The iLib tool in the ISPD suit is designed to generate a random peptide library with specific amino acid composition. You can select composition of the library or set amino acid composition in percent (example 6.60). And you can also set the length of the peptide and the size of the library.


iPLib

The iPLib in the ISPD suit is a tool to generate a peptide library with specific amino acid composition or dipeptide composition. You just need to upload your amino acid composition or dipeptide composition in percent (example 6.60) in positional order. In each position, composition is given out in alphabetical order.


iPan

The iPan tool in the ISPD suite is a virtual panning program that can be used to foretell if phages bearing your peptides might bind to streptavidin. This tool was developed on the basis of an ensemble model trained by SVM using optimized dipeptide composition (ODPC). The datasets were built through the following steps:

   Streptavidin-binding peptides:

  1. Collect all peptides obtained from completely random library in the MimoDB Database version 4.0 that can bind to streptavidin.
  2. Delete the terminal cysteine (C) of peptides if they are from cysteine-restricted library.
  3. Remove the redundant peptides.
  4. Exclude sequences harboring ambiguous residues ("X", "B" and "Z") or non-alpha characters.

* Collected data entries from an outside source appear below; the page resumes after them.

PR #3308, opened 2026-01-19
Deprecate error.message in favor of domain-specific attributes

### LINKED ISSUE #3307: Deprecate `error.mesage` and use domain-specific attributes instead
We've defined `error.message` in #1992 as a replacement for `feature_flag.evaluation.error.message`.

It turned out to be problematic to come up with requirements on when to use it vs `exception.message` - https://github.com/open-telemetry/semantic-conventions/pull/2296

It's also somewhat confusing when it comes to logs (is `error.message` related to log body with error severity).

So `error.message` is very generic. Unlike `error.type` it's not intended to be used on metrics or span -> metrics pipelines and the benefit of unification of error messages across domains is not huge.

At the same time, domain-specific error messages look more descriptive. Some candidate
- `(g)rpc.response.status_description` as a companion of `rpc.response.status_code` using domain-specific terminology
- `http.response.reason_phrase`
- `feature_flag.error.message` - can be documented as precisely as needed. This is also the only domain where `error.message` is used. 

Based on the discussions in logs sig, we're proposing deprecating `error.message` and replacing it with domain-specific attributes.

/cc @open-telemetry/specs-logs-approvers @open-telemetry/semconv-feature-flag-approvers

lmolkova:
Fixes #3307


model/feature-flags/registry.yaml
```diff
@@ -99,3 +99,9 @@ groups:
 
           It may be desirable to redact or otherwise limit the size and scope of `feature_flag.result.value` if possible.
           Because the evaluated flag value is unstructured and may be any type, it is left to the instrumentation author to determine how best to achieve this.
+      - id: feature_flag.error.message
```
lmolkova, line 102: relevant discussion: https://github.com/open-telemetry/semantic-conventions/pull/1990#discussion_r1991576639 entertaining `feature_flag.evaluation.error.message` vs `feature_flag.result.error.message`.

The `result` seems to be aligned with OpenFeature terminology: [structure representing the result of the 
flag evaluation process](https://openfeature.dev/specification/glossary#evaluating-flag-values), so error message is a property of result.

But in a practical sense, there is no need to use `evaluation` or `result`.

.chloggen/deprecate-error-message.yaml
```diff
@@ -0,0 +1,5 @@
+change_type: breaking
+component: error, feature-flags
+note: >
+  Deprecate `error.message` in favor of using domain-specific codes such as `feature_flag.error.message`.
+issues: [3307, TODO]
```
lmolkova:
```suggestion
issues: [3307, 3308]
```

trask (approved):

docs/feature-flags/feature-flags-events.md
```diff
@@ -93,9 +93,9 @@ for referring to a value without including the value itself. This can
 provide additional context for understanding the meaning behind a value.
 For example, the variant `red` maybe be used for the value `#c05543`.
 
-**[7] `error.message`:** If and only if an error occurred during flag evaluation and `error.type` does not sufficiently describe the error.
+**[7] `feature_flag.error.message`:** If and only if an error occurred during flag evaluation and `error.type` does not sufficiently describe the error.
 
-**[8] `error.message`:** Should not simply duplicate the value of `error.type`, but should provide more context. For example, if `error.type` is `invalid_context` the `error.message` may enumerate which context keys are missing or invalid.
+**[8] `feature_flag.error.message`:** Should not simply duplicate the value of `error.type`, but should provide more context. For example, if `error.type` is `invalid_context` the `error.message` may enumerate which context keys are missing or invalid.
```
askpt:
```suggestion
**[8] `feature_flag.error.message`:** Should not simply duplicate the value of `error.type`, but should provide more context. For example, if `error.type` is `invalid_context` the `feature_flag.error.message` may enumerate which context keys are missing or invalid.
```

docs/registry/attributes/feature-flag.md
```diff
@@ -58,7 +59,7 @@ Describes deprecated feature flag attributes.
 
 | Key | Stability | Value Type | Description | Example Values |
 | --- | --- | --- | --- | --- |
-| <a id="feature-flag-evaluation-error-message" href="#feature-flag-evaluation-error-message">`feature_flag.evaluation.error.message`</a> | ![Deprecated](https://img.shields.io/badge/-deprecated-red)<br>Replaced by `error.message`. | string | Deprecated, use `error.message` instead. | `Flag `header-color` expected type `string` but found type `number`` |
+| <a id="feature-flag-evaluation-error-message" href="#feature-flag-evaluation-error-message">`feature_flag.evaluation.error.message`</a> | ![Deprecated](https://img.shields.io/badge/-deprecated-red)<br>Replaced by `feature_flag.error.message`. | string | Deprecated, use `error.message` instead. | `Flag `header-color` expected type `string` but found type `number`` |
```
askpt:
```suggestion
| <a id="feature-flag-evaluation-error-message" href="#feature-flag-evaluation-error-message">`feature_flag.evaluation.error.message`</a> | ![Deprecated](https://img.shields.io/badge/-deprecated-red)<br>Replaced by `feature_flag.error.message`. | string | Deprecated, use `feature_flag.error.message` instead. | `Flag `header-color` expected type `string` but found type `number`` |
```

docs/registry/attributes/feature-flag.md
askpt, line 54: Quick question, we are not adding `error.message` attribute here because it is part of the `error` registry, correct?

docs/feature-flags/feature-flags-events.md
lmolkova: great catch, thanks!

docs/registry/attributes/feature-flag.md
lmolkova: yep, this file lists all ff attributes. Deprecated `error.message` is still there in the corresponding `error` file. We no longer mention `error.message` on the ff evaluation events, so it just disappears from ff docs

beeme1mr:
After reviewing the linked issue, it's still not clear to me why `exception.message` is okay, but `error.message` is too generic. When we were putting together the feature flag SemCon, it was recommended to use a shared attribute, which seemed reasonable. I could honestly go either way, but I'd prefer not to depreciate an attribute to avoid unnecessary thrashing unless there's a very strong reason to make the change.

dyladan:
> This PR contains changes to area(s) that do not have an active SIG/project and will be auto-closed:
> 
> * error
> * error
> * feature-flags
> * feature-flags

I think the tooling here is a bit aggressive. It's expected that sigs wind down after doing their work. There isn't any reason for the feature flag sig to continue to meet when regular changes are not expected. 

>it's still not clear to me why `exception.message` is okay, but `error.message` is too generic

I agree with @beeme1mr it seems like this is a documentation issue. I found an attempt to document this at https://github.com/open-telemetry/semantic-conventions/pull/2296 which was closed as stale, but I don't see any unresolvable issues with it.

To me the biggest issue with using a generic attribute is what happens if multiple semconv areas need to use it on the same span. So far this has been avoided with `error.message` because it is really only used in feature flagging, and we are using it in an event which sidesteps this error because other semconv/instrumentations would emit separate events.

lmolkova:
@dyladan @beeme1mr thanks for the feedback. 

We've chatted about it in the SemConv call, documenting additional context here:

The `error.message` is not grounded in anything, unlike `exception.message`, which captures common property across most languages, is a stable and actively used attribute.
Aside from its name (`error.message`), it is fully convention-specific. When working on #2296 and #3256, we realized that it:

- would never appear on spans, as the message would become the span status description
- would never appear on metrics due to cardinality
- could only appear on logs / events. There, it could be confused with `logger.error(message)` - the log body, and `exception.message` (would be marginally different from `error.message` in many cases). Most importantly, there seems to be no point in grouping by `error.message` across all logs or showing this attribute on a generic log dashboard

So the practical benefit of having one attribute across conventions is low, while the ambiguity it introduces is high.

This is the only attribute that is in development state in feature flags and, at least in my head, was the main blocker preventing FF from going stable. While I understand it introduces churn, it also opens up a path forward for FF to stabilize at any time.

michaelsafyan:
> would never appear on spans, as the message would become the span status description

What about in the case of client errors, where span status is left unset, but where there is an error message (the client error)?

michaelsafyan:
One other concern about domain-specific error attributes: visualization. Won't this require visualization UIs to now look for "the error message" in more places? Wouldn't it be better if UIs could easily find a single attribute for "the error message"?

lmolkova:
> One other concern about domain-specific error attributes: visualization. Won't this require visualization UIs to now look for "the error message" in more places? Wouldn't it be better if UIs could easily find a single attribute for "the error message"?

@michaelsafyan do you have a suggestion of the specific user experience that would need it? We've been trying to come up with generic logs dashboard and came up with something like

- Timestamp
- Severity
- Maybe scope name
- Event name
- Maybe error.type - good grouping key
- Body (makes sense for logs dashboard but not for events)

So what would be the case when UX needs to visualize something around error message and would it make sense across all conventions?

lmolkova:
> What about in the case of client errors, where span status is left unset, but where there is an error message (the client error)?

it sounds like it wasn't an error if status was unset and it'd be a log record with appropriate severity. `warn.message` (or `exception.message`) if you will.

michaelsafyan:
In the case of a `SERVER` span with a client error (e.g. 4xx), `error.message` is a convenient way to pass the error, while not marking the entire span operation as an error (not setting the status).

Such an operation could have multiple logs correlated with the span of an appropriate severity, but there is no way to know if the log represents the message of the overall operation vs just a warning that happened within it.

One could imagine a view of the span which elevates error information to bring it front and center. While perhaps there are cases where domain-specific errors are appropriate (errors that are "fail open" and do not fail the operation), deprecating `error.type` (and specifically recommending many different attributes rather than a single attribute with common meaning) is inconvenient with respect to being able to trivially pull out the "operation-level error message".

lmolkova:
> In the case of a `SERVER` span with a client error (e.g. 4xx), `error.message` is a convenient way to pass the error, while not marking the entire span operation as an error (not setting the status).
> 
> Such an operation could have multiple logs correlated with the span of an appropriate severity, but there is no way to know if the log represents the message of the overall operation vs just a warning that happened within it.
> 
> One could imagine a view of the span which elevates error information to bring it front and center. While perhaps there are cases where domain-specific errors are appropriate (errors that are "fail open" and do not fail the operation), deprecating `error.type` (and specifically recommending many different attributes rather than a single attribute with common meaning) is inconvenient with respect to being able to trivially pull out the "operation-level error message".

@michaelsafyan I see your point and I think this scenario makes sense. Note that `error.message` was not intended to be that kind of thing though. What you're suggesting is something like `operation-ending-messaage`, not necessarily an error (which `error.message` would imply).

michaelsafyan:
Would it be possible to simply expand the meaning/scope of `error.message` (or add clarifying examples of when to use `error.message` vs `exception.message`) rather than deprecating it?

Note that OTel SemConv is not comprehensive or complete. There are uses of OTel SemConv in vendor-specific conventions that may not necessarily be documented in the OTel SemConv repo. That is, it is incorrect to conclude that lack of references within OTel SemConv necessarily means that the attribute is unused for the given meaning/purpose.

lmolkova:
> Would it be possible to simply expand the meaning/scope of `error.message` (or add clarifying examples of when to use `error.message` vs `exception.message`) rather than deprecating it?
> 
> Note that OTel SemConv is not comprehensive or complete. There are uses of OTel SemConv in vendor-specific conventions that may not necessarily be documented in the OTel SemConv repo. That is, it is incorrect to conclude that lack of references within OTel SemConv necessarily means that the attribute is unused for the given meaning/purpose.

As you can see, we tried to define this attribute and failed. Please create an issue and it'd also be a good change to rename this attribute to match the use-case.

We don't recommend external semconv registries to take dependency on experimental parts of OTel semconv.

lmolkova:
@open-telemetry/semconv-feature-flag-approvers Could you please take another look?

beeme1mr (approved):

   Non-streptavidin-binding peptides:

  1. Collect all peptides obtained from completely random library in the MimoDB Database version 4.0.
  2. Delete the terminal cysteine (C) of peptides if they are from cysteine-restricted library.
  3. Remove the redundant peptides.
  4. Exclude sequences harboring ambiguous residues ("X", "B" and "Z") or non-alpha characters.
  5. Remove the sequences which are same with that of the positive dataset.

After the above procedures, 199 streptavidin-binding peptides and 15,266 non-streptavidin-binding peptides were obtained. The negative samples remarkably outnumbered the positive samples. Therefore, down-sampling strategy was proposed to overcome the challenge by randomly picking out 199 peptides from the negative samples. To diminish random errors, such procedure was repeated ten times. The only one positive dataset with 199 peptides was paired with the ten negative sub-datasets above, respectively. As a consequence, ten pairs of sub-datasets were generated and each pair was made up of 199 peptides with specific affinity to streptavidin and 199 peptides without affinity to streptavidin. Four types of features, amino acid composition (AAC), optimized amino acid composition (OAAC), dipeptide composition (DPC) and optimized dipeptide composition (ODPC), were used to encode individual peptide sequence. The 5-fold cross-validation results show that ODPC feature can achieve the best performance with an accuracy of 89.2% and a MCC of 0.79.


References

  1. Smith GP: Filamentous fusion phage: novel expression vectors that display cloned antigens on the virion surface. Science 1985, 228(4705): 1315-1317.
  2. Pande J, Szewczyk M, Grover A: Phage display: concept, innovations, applications and future. Biotechnol. Adv. 2010, 28(6):849-58.
  3. McCafferty J, Griffiths AD, Winter G, Chiswell DJ: Phage antibodies: filamentous phage displaying antibody variable domains. Nature 1990, 348(6301): 552-554.
  4. Pasqualini R, Ruoslahti E: Organ targeting in vivo using phage display peptide libraries. Nature 1996, 380(6572): 364-366.
  5. Menendez A, Scott JK: The nature of target-unrelated peptides recovered in the screening of phage-displayed random peptide libraries with antibodies. Anal Biochem 2005, 336(2): 145-157.
  6. Scott JK, Smith GP: Searching for peptide ligands with an epitope library. Science 1990, 249(4967): 386-390.
  7. Lee YJ, Yi H, Kim WJ, Kang K, Yun DS, Strano MS, Ceder G, Belcher AM: Fabricating genetically engineered high-power lithium-ion batteries using multiple virus genes. Science 2009, 324(5930): 1051-1055.
  8. Nam YS, Magyar AP, Lee D, Kim JW, Yun DS, Park H, Pollom TS, Jr., Weitz DA, Belcher AM: Biologically templated photocatalytic nanostructures for sustained light-driven water oxidation. Nat Nanotechnol 2010, 5(5): 340-344.
  9. Derda R, Tang SK, Li SC, Ng S, Matochko W, Jafari MR: Diversity of phage-displayed libraries of peptides during panning and amplification. Molecules 2011, 16(2): 1776-1803.